▶ **WHAT TO WORK ON**: Below are the records; tally the lines in them that include the word "permissions" and reply with the number alone.
[[ GIVEN ENTRIES open ]]
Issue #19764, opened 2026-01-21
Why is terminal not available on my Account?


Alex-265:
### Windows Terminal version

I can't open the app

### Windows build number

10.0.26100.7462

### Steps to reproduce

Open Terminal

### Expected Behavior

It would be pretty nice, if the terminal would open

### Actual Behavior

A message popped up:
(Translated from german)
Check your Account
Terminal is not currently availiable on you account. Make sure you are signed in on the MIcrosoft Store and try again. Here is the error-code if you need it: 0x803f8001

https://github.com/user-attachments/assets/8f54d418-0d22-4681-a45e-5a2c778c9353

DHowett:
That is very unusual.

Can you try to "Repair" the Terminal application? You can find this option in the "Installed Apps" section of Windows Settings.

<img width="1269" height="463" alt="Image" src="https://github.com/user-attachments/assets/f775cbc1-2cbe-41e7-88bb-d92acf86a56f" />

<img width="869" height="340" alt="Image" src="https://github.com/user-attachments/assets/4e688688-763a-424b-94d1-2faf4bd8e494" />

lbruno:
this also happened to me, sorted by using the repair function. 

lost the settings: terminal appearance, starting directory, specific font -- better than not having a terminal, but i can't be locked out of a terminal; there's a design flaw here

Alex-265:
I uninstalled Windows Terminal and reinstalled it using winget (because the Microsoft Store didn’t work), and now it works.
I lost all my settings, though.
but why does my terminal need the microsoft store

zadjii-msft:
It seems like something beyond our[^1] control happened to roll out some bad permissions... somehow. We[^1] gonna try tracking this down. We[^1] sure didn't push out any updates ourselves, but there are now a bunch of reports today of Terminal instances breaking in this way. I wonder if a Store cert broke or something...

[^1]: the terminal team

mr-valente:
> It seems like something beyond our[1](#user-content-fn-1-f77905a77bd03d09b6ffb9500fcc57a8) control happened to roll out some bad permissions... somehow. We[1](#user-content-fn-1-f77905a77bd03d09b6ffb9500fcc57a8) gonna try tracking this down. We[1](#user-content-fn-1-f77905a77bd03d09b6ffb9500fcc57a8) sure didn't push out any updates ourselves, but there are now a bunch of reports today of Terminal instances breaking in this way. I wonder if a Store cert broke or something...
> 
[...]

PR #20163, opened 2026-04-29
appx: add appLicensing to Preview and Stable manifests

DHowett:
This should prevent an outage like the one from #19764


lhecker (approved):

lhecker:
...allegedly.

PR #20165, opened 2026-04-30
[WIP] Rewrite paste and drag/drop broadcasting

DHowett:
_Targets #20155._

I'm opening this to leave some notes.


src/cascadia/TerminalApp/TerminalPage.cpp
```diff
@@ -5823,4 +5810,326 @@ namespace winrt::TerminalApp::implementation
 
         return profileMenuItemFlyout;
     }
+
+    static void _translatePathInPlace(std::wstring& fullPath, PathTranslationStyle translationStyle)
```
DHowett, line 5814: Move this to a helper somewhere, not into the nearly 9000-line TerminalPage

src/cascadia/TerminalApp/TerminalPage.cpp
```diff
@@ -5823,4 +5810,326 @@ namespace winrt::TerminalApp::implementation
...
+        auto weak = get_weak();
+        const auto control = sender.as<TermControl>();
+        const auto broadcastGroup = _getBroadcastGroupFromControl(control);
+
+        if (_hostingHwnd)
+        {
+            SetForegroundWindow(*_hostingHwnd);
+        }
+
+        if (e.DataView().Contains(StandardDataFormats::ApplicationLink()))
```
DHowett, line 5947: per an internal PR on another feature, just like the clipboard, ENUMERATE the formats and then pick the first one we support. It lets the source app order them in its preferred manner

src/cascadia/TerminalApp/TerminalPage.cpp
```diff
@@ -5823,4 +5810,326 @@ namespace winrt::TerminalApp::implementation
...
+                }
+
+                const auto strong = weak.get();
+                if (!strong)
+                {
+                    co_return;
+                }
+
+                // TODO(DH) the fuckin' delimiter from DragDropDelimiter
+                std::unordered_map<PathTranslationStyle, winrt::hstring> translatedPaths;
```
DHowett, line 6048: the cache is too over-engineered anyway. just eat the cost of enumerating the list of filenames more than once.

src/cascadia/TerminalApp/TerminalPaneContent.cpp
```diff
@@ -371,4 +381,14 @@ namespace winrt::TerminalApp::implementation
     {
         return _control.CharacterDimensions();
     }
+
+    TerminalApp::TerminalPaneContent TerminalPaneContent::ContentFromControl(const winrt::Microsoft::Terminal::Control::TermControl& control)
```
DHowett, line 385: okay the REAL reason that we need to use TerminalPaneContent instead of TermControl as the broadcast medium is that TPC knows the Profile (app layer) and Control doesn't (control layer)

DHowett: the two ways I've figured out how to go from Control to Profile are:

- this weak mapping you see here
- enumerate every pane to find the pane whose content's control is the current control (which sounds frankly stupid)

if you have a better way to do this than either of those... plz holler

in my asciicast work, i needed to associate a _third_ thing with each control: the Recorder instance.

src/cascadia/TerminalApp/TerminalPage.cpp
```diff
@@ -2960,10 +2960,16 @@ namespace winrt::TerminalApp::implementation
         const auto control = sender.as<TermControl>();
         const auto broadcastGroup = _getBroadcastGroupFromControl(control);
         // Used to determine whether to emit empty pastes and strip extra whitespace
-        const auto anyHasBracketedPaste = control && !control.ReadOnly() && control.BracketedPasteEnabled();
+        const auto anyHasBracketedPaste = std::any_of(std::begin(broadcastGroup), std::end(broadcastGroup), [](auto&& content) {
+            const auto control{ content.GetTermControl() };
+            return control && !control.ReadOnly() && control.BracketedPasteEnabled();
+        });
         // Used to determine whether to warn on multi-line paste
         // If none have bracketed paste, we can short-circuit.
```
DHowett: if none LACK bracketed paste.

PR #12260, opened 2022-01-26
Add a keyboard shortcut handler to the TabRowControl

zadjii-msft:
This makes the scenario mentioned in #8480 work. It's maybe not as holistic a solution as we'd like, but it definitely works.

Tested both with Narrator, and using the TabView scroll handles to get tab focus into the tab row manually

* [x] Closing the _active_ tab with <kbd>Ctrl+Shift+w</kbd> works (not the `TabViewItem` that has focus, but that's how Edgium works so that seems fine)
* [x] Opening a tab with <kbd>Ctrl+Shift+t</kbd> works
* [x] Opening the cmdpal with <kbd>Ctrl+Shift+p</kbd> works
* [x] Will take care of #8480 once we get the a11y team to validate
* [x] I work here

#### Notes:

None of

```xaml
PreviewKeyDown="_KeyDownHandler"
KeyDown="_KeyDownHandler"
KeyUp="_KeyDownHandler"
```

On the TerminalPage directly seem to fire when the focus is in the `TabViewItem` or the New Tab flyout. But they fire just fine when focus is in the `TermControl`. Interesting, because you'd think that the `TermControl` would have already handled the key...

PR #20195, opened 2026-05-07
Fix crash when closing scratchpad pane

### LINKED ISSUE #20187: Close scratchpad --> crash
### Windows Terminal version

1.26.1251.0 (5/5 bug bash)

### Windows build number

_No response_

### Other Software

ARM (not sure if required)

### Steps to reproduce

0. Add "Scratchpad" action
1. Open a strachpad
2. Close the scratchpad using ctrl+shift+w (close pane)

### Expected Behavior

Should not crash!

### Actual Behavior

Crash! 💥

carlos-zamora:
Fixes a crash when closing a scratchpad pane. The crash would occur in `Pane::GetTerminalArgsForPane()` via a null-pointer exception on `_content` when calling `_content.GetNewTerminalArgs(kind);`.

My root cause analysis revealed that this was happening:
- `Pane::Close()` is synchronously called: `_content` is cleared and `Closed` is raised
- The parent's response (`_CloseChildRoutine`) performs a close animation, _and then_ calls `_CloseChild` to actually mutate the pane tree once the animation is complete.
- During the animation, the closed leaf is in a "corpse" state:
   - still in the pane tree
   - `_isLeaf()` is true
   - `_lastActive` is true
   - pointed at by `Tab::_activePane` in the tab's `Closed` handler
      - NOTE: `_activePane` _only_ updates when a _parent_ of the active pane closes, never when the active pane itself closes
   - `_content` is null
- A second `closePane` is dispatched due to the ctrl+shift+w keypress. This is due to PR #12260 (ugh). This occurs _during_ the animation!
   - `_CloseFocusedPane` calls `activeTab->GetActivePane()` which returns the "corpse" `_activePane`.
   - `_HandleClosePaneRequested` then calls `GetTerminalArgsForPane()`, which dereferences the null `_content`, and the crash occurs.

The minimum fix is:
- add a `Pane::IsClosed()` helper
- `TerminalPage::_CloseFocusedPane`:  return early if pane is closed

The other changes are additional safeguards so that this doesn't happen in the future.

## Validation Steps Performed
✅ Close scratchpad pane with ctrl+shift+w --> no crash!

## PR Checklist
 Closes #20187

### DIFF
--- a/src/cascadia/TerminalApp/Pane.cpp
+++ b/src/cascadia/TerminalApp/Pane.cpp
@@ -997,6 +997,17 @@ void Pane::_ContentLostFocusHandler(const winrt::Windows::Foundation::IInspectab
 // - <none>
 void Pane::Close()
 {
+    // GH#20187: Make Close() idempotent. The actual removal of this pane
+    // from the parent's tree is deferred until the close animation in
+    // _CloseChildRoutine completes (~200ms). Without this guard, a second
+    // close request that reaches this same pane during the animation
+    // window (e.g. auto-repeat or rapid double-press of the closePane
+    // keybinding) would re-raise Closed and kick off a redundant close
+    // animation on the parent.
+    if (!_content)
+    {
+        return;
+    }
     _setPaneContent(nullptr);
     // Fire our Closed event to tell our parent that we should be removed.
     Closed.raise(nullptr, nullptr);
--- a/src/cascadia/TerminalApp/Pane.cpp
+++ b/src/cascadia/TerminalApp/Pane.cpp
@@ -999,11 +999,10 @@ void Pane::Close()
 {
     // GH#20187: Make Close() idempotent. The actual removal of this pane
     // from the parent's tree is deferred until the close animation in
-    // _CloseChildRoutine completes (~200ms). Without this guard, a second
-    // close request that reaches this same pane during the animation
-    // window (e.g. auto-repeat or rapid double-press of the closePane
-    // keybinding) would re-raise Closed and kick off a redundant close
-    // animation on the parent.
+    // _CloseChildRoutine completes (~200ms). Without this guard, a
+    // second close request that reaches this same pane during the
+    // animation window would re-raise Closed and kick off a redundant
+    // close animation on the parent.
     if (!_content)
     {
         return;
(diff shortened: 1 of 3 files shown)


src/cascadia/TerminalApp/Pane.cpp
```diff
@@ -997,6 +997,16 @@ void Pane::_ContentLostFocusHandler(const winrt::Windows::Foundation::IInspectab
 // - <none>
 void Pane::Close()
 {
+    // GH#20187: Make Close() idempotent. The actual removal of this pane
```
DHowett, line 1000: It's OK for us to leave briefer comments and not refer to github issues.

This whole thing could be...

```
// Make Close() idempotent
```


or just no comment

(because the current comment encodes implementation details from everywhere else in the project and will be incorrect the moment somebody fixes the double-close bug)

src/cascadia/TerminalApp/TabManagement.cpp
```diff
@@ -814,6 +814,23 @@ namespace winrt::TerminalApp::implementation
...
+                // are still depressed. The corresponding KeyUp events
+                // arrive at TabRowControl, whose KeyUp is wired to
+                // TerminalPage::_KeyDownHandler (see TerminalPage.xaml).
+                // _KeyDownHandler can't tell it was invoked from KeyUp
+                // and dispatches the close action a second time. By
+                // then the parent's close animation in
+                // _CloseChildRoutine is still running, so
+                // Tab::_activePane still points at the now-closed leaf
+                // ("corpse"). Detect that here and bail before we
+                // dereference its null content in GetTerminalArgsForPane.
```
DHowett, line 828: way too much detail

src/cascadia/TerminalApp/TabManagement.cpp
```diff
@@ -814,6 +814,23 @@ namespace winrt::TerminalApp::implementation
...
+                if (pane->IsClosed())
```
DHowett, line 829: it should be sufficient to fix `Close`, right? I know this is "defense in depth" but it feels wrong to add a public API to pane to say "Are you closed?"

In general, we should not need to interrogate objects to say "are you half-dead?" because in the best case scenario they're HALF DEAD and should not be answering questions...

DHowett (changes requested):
[[ GIVEN ENTRIES closed ]]
[[ GIVEN ENTRIES open ]]
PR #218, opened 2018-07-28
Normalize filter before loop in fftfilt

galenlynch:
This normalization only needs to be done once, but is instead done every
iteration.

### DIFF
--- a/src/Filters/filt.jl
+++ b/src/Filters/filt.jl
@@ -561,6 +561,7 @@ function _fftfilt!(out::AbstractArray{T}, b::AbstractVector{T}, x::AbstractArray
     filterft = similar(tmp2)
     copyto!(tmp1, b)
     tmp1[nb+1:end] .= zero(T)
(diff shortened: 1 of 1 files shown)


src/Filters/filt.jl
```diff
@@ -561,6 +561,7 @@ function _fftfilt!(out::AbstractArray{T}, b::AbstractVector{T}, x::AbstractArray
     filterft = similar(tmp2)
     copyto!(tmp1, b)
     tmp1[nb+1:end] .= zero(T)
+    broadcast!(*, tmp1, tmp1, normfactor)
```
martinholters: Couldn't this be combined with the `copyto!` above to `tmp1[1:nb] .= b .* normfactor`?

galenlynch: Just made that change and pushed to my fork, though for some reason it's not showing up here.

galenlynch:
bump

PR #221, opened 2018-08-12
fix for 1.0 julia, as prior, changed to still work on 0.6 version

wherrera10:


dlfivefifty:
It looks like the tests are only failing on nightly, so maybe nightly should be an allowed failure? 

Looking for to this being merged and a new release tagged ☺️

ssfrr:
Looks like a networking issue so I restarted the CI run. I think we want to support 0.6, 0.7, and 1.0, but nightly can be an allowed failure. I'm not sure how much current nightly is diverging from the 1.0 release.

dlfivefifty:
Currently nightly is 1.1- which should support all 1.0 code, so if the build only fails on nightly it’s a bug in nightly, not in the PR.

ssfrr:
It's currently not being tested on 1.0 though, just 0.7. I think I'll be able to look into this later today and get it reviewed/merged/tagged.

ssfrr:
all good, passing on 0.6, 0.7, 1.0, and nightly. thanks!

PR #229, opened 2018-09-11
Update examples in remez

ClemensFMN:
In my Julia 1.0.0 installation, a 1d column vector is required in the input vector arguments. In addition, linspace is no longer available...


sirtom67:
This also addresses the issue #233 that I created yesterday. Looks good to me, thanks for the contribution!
[[ GIVEN ENTRIES closed ]]
[[ GIVEN ENTRIES open ]]
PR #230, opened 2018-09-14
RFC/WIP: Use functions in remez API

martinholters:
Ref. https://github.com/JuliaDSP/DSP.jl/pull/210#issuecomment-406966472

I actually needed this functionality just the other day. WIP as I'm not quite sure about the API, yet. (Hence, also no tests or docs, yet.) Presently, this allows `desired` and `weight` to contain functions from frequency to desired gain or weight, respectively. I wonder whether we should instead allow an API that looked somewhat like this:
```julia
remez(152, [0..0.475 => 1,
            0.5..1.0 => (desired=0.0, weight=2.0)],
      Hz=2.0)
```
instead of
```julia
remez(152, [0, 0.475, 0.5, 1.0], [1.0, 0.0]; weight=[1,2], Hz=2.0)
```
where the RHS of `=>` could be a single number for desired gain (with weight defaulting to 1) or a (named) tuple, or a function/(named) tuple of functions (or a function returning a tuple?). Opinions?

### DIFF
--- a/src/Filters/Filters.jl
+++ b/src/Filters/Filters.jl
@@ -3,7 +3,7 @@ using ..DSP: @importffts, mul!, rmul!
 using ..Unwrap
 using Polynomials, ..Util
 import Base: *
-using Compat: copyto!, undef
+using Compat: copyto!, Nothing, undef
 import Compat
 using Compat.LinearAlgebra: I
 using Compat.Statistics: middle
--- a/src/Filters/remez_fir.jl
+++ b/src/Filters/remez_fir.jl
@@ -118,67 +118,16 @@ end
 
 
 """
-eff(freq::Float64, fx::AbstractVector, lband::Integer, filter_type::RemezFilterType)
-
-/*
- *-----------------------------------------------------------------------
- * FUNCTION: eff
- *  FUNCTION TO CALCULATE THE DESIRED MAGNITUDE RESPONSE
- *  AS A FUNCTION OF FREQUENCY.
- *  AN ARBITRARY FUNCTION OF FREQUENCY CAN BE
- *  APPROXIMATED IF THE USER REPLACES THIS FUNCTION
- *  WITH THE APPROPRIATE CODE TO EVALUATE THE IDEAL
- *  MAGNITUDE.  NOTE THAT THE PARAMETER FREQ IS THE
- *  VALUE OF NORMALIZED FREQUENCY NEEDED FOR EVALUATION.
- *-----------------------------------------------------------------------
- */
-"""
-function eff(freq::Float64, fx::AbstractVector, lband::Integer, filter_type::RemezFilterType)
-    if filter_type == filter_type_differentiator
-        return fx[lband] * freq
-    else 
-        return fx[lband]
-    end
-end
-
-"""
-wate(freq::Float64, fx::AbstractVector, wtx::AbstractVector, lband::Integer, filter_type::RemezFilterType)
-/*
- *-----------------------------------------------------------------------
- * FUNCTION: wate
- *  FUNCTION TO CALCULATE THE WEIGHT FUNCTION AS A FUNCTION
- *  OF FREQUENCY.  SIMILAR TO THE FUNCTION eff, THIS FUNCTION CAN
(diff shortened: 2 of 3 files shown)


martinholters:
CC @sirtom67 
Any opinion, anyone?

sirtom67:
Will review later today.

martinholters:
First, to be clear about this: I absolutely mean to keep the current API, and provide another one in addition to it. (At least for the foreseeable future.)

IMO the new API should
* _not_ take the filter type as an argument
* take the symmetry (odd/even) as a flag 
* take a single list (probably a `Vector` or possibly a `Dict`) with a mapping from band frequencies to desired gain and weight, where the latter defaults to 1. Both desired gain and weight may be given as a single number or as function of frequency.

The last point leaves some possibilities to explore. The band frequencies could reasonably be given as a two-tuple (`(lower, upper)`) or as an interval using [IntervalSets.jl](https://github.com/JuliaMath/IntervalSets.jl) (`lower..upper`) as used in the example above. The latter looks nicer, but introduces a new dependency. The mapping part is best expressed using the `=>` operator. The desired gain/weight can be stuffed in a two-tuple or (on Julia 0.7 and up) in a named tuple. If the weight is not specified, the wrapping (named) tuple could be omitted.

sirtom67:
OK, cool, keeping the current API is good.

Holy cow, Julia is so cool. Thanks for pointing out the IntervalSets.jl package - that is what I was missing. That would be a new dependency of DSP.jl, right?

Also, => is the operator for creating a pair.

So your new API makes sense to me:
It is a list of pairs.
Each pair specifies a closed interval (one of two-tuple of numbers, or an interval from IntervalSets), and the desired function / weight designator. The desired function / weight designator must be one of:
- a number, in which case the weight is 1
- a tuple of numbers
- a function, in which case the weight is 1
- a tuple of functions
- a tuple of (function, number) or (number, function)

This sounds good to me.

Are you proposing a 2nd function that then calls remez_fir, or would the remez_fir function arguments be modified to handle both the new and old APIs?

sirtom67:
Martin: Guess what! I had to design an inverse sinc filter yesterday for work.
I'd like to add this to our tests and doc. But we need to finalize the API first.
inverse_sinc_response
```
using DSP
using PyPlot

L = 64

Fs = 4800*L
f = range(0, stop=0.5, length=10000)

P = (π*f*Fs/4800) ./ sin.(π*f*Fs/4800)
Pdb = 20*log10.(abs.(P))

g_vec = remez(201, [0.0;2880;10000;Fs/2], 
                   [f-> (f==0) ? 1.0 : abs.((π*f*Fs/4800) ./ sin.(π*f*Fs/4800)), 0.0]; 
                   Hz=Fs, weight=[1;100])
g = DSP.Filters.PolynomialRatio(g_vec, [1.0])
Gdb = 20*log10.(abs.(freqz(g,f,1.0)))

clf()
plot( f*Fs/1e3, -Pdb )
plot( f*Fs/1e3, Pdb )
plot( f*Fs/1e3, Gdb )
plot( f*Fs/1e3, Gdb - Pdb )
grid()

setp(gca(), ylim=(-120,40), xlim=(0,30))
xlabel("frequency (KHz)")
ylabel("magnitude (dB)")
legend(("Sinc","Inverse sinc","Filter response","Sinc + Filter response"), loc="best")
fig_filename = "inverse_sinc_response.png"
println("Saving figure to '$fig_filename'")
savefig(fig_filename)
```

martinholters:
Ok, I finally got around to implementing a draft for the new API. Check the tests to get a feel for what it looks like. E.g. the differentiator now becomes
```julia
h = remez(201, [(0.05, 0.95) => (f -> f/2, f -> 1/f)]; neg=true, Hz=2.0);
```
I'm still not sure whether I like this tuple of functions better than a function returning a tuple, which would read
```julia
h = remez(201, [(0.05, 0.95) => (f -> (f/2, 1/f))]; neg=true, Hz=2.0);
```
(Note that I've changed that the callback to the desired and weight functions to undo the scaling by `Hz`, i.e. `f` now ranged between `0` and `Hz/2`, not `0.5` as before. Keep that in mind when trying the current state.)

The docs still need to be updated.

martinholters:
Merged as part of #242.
[[ GIVEN ENTRIES closed ]]
▶ **OUTPUT OF THE EXERCISE**: 2